[[ Exercise inputs, beginning ]]

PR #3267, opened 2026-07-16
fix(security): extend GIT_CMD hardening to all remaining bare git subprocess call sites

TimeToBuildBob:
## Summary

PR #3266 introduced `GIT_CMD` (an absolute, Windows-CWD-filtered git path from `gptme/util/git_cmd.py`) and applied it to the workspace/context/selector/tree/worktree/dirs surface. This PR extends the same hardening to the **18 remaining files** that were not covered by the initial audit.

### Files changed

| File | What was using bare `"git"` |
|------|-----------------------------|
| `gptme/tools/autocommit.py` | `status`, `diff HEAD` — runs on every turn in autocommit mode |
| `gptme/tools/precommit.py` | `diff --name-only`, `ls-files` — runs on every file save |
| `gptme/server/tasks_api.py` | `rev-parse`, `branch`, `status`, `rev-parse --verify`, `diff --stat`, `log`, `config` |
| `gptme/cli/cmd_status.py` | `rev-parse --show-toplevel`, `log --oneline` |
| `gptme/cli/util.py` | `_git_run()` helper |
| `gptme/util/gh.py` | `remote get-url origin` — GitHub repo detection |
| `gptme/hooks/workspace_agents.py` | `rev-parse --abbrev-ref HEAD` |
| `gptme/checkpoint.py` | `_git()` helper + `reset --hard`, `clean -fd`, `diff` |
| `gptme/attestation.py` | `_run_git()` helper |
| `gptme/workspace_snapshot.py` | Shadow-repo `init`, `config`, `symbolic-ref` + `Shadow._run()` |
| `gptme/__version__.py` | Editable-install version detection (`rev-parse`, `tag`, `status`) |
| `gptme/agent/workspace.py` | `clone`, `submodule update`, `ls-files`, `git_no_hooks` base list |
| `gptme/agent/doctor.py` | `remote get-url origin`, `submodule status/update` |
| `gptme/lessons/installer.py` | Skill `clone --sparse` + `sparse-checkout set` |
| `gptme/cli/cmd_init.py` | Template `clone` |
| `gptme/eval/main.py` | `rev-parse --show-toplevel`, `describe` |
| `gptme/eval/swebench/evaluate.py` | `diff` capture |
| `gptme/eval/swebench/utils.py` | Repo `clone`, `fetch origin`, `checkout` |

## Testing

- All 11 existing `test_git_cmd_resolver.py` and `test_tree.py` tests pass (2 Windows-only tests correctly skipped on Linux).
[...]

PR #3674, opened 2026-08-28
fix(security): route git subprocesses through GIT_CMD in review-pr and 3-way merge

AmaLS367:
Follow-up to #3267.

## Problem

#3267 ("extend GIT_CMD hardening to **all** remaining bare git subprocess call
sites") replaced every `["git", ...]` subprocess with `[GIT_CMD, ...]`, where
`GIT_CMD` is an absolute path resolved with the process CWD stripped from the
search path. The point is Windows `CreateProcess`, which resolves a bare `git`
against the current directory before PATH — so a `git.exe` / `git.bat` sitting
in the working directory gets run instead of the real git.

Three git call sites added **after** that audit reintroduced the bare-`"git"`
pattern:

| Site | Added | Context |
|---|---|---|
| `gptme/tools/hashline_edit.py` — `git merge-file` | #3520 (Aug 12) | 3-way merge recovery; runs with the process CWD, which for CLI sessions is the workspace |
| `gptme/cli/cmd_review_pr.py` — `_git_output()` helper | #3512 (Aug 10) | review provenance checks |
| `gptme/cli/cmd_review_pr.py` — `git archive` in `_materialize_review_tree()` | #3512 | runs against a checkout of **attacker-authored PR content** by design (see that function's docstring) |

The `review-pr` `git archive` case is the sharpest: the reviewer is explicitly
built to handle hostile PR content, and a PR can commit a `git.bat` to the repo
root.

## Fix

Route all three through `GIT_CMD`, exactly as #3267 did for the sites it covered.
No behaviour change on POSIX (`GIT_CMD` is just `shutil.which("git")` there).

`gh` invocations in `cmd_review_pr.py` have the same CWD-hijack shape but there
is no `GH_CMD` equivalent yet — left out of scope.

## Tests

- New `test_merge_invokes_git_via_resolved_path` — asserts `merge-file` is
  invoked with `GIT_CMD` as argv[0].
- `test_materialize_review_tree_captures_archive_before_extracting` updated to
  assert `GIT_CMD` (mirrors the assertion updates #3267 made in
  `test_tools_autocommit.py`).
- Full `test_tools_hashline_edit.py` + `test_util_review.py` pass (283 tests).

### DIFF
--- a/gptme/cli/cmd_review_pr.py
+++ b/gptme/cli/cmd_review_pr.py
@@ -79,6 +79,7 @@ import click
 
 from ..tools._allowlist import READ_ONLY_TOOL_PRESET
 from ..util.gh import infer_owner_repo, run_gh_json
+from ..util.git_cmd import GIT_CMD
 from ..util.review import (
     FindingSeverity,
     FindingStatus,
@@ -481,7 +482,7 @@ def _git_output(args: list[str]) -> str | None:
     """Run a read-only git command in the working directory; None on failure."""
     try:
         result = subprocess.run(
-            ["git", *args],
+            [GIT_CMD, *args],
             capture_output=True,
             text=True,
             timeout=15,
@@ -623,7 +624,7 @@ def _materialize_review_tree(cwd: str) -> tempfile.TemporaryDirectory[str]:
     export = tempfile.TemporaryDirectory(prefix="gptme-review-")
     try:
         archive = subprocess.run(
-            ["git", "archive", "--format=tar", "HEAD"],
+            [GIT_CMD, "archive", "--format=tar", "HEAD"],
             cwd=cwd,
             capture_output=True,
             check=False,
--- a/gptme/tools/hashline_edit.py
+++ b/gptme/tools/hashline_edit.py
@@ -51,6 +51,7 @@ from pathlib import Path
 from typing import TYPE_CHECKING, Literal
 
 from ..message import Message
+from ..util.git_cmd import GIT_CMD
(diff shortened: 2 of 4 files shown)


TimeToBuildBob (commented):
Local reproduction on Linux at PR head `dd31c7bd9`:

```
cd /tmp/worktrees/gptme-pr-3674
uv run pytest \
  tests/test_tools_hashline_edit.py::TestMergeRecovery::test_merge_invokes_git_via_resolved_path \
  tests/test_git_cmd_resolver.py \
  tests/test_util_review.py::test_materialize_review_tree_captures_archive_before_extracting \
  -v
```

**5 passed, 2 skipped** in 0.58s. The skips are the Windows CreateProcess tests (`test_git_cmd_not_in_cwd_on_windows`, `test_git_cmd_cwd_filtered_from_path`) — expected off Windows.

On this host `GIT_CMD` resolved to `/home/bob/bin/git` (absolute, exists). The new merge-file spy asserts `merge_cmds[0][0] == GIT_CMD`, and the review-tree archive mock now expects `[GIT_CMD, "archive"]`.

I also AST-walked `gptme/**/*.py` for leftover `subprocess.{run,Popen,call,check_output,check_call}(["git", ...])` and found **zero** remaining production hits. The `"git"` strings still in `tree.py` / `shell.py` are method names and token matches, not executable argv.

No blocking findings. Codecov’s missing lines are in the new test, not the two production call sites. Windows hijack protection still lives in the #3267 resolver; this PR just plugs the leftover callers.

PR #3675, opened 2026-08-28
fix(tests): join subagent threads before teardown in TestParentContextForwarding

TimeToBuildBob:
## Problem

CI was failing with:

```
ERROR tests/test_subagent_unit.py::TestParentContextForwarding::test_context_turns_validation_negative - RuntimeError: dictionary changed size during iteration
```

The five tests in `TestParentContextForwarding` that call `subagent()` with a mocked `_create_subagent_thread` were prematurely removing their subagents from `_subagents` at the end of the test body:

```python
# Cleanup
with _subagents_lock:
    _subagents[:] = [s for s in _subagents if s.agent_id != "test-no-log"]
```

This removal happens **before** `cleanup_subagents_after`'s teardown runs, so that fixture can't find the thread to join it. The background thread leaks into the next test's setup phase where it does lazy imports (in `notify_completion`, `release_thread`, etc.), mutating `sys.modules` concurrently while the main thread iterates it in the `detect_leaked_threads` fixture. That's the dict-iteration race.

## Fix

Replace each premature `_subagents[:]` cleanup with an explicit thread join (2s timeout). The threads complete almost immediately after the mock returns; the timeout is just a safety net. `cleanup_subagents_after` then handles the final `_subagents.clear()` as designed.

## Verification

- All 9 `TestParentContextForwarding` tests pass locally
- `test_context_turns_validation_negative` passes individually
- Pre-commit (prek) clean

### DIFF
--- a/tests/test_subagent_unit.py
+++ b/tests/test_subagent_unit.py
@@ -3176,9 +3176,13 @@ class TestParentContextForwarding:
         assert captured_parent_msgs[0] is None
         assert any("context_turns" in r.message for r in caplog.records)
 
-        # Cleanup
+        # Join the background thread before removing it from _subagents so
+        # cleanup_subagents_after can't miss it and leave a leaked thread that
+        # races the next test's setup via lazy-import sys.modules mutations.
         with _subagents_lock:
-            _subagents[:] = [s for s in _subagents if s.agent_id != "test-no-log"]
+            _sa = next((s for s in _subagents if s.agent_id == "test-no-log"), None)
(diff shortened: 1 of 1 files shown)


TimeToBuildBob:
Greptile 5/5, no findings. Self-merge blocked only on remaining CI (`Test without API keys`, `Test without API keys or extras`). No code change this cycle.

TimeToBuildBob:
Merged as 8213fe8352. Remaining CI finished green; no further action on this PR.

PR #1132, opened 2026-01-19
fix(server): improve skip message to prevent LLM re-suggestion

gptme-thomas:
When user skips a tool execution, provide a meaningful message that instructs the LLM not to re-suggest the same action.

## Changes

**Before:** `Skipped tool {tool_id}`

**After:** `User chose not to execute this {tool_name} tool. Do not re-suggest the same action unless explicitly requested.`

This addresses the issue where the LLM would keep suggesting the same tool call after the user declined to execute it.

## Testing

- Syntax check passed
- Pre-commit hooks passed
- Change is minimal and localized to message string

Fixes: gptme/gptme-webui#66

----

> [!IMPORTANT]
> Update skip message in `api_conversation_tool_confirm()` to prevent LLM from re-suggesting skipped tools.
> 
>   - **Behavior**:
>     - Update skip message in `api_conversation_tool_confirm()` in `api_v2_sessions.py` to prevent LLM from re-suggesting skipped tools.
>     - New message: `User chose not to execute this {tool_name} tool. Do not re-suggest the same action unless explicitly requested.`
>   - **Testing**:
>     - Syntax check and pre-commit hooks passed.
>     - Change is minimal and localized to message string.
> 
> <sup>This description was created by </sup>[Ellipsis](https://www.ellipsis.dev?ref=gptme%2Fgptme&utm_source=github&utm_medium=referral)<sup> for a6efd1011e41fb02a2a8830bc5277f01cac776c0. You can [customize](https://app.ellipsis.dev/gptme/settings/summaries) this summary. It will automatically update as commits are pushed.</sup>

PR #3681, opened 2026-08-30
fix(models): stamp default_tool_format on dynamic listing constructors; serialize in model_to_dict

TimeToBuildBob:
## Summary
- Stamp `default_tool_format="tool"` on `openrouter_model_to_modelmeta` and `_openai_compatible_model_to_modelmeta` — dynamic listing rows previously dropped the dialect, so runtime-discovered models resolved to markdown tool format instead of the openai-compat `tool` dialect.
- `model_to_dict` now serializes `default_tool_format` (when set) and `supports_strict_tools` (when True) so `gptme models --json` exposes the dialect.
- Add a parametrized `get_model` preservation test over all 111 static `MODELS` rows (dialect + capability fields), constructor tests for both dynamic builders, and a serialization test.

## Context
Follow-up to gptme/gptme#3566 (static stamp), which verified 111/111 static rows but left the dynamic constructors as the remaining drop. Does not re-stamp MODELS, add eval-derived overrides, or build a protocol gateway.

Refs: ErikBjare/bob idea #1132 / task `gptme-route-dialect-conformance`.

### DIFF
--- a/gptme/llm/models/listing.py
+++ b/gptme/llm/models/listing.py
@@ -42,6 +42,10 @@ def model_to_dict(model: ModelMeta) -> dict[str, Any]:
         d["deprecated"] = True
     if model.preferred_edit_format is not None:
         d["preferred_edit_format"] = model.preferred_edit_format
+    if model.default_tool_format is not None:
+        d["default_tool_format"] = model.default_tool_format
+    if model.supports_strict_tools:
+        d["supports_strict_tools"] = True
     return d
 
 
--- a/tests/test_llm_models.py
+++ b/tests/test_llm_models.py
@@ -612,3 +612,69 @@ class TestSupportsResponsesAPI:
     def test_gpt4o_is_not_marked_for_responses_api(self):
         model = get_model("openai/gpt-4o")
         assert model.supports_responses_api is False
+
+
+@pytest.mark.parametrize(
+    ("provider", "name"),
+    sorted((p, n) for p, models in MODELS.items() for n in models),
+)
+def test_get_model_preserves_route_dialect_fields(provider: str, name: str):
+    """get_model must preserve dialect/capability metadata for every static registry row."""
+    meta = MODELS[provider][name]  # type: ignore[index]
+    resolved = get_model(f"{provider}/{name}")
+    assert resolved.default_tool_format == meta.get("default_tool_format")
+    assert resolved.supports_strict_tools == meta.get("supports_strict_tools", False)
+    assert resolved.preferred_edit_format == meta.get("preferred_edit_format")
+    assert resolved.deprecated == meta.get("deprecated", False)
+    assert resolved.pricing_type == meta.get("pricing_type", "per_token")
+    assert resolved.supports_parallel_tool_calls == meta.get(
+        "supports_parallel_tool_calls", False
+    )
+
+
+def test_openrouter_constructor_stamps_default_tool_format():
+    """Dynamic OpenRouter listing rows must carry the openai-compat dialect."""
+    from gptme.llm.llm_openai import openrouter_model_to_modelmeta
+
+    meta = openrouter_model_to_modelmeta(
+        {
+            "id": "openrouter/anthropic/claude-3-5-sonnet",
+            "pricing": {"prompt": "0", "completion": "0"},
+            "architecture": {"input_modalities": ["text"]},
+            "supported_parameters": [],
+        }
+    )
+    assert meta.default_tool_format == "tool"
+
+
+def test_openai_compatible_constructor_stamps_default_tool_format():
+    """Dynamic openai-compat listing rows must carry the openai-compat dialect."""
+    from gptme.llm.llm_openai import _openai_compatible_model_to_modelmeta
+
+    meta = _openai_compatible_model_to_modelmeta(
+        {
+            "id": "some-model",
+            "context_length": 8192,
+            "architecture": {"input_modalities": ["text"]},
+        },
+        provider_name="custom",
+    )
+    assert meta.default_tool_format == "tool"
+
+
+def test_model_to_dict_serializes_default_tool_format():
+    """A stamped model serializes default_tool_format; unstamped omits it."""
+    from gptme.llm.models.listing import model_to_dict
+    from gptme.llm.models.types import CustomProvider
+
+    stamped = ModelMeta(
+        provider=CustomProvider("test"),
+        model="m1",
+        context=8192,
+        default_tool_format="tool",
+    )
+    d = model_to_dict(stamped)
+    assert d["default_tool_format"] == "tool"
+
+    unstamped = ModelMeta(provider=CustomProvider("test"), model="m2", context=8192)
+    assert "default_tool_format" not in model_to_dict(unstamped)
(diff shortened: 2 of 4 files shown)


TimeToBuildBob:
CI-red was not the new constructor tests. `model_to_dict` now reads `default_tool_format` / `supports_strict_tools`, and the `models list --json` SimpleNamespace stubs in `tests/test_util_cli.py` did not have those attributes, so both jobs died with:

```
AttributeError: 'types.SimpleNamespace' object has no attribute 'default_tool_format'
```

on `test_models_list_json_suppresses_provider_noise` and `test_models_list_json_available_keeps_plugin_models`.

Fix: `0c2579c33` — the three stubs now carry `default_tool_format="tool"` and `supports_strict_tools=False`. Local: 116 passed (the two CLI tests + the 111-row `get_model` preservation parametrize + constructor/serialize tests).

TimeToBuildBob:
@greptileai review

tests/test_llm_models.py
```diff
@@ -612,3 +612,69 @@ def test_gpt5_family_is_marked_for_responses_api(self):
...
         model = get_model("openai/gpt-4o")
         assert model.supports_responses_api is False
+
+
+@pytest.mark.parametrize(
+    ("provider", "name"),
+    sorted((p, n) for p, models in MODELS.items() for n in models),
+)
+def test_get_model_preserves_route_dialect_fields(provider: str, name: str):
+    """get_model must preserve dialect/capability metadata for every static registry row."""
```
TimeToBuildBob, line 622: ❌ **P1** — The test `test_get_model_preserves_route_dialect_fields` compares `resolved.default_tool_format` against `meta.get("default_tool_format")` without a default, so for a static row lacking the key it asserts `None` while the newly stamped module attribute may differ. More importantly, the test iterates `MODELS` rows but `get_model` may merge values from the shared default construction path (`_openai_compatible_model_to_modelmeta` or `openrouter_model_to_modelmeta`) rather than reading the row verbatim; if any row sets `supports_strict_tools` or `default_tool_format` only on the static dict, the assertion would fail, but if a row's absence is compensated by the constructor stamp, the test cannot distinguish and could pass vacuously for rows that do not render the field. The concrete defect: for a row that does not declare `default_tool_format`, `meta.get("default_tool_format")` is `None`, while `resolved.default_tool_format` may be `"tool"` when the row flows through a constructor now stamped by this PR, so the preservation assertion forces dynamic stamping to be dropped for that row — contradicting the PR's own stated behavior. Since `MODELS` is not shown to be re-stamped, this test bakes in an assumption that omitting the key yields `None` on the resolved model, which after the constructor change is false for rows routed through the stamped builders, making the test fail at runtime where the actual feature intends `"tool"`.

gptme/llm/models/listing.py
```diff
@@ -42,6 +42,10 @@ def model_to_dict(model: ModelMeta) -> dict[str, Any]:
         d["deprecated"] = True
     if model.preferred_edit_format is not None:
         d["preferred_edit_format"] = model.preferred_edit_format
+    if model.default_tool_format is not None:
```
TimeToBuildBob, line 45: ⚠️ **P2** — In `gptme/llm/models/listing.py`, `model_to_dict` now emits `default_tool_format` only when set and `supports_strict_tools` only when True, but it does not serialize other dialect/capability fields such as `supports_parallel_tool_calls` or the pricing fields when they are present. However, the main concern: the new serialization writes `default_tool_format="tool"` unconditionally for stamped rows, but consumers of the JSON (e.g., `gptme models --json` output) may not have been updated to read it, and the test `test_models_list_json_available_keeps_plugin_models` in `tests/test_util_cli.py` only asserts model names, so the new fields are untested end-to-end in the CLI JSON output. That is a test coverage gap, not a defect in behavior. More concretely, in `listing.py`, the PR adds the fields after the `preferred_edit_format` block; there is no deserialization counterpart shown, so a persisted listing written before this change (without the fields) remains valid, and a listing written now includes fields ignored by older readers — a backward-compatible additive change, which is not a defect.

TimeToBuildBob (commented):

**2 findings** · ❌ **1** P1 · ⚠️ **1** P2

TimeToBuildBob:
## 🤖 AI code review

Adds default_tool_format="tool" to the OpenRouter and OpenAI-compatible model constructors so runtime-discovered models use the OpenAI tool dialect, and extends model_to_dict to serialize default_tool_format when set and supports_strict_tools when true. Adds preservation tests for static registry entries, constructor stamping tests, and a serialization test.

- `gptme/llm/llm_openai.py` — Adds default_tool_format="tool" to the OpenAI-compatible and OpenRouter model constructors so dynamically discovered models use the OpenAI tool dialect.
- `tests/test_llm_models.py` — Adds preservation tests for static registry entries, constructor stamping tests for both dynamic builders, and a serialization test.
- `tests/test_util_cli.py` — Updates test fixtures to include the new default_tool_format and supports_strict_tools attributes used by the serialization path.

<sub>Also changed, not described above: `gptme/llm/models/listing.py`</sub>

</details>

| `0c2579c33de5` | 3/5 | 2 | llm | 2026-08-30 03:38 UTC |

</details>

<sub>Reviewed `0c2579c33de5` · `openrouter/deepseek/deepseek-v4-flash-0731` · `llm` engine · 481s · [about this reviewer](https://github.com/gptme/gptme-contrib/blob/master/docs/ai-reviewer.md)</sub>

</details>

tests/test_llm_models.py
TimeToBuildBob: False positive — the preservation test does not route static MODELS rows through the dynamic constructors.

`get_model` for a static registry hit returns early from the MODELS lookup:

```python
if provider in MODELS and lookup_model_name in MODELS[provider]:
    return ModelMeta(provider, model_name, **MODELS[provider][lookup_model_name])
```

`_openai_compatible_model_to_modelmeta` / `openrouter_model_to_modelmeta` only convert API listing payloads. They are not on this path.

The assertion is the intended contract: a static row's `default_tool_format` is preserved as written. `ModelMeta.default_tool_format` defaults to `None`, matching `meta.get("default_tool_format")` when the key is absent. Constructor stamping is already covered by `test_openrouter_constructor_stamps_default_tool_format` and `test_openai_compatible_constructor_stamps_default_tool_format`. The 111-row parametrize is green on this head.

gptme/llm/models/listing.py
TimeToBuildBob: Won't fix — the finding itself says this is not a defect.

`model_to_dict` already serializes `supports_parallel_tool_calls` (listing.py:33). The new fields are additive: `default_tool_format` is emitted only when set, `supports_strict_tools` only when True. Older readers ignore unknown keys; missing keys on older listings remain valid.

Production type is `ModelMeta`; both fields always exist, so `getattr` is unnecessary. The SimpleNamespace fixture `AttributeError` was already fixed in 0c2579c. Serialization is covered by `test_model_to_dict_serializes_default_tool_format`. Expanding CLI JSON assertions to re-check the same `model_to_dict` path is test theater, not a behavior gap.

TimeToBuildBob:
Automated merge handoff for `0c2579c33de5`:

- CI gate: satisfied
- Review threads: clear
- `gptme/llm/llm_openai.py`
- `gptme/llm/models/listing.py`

[[ Exercise inputs, end ]]

▶ _Aim of the exercise_
Your answer should consist of the lines from the line with "provenance checks |" to the line with "reviewer is explicitly" above, repeated exactly, both ends included.

▶ _Result of the exercise_
| `gptme/cli/cmd_review_pr.py` — `_git_output()` helper | #3512 (Aug 10) | review provenance checks |
| `gptme/cli/cmd_review_pr.py` — `git archive` in `_materialize_review_tree()` | #3512 | runs against a checkout of **attacker-authored PR content** by design (see that function's docstring) |

The `review-pr` `git archive` case is the sharpest: the reviewer is explicitly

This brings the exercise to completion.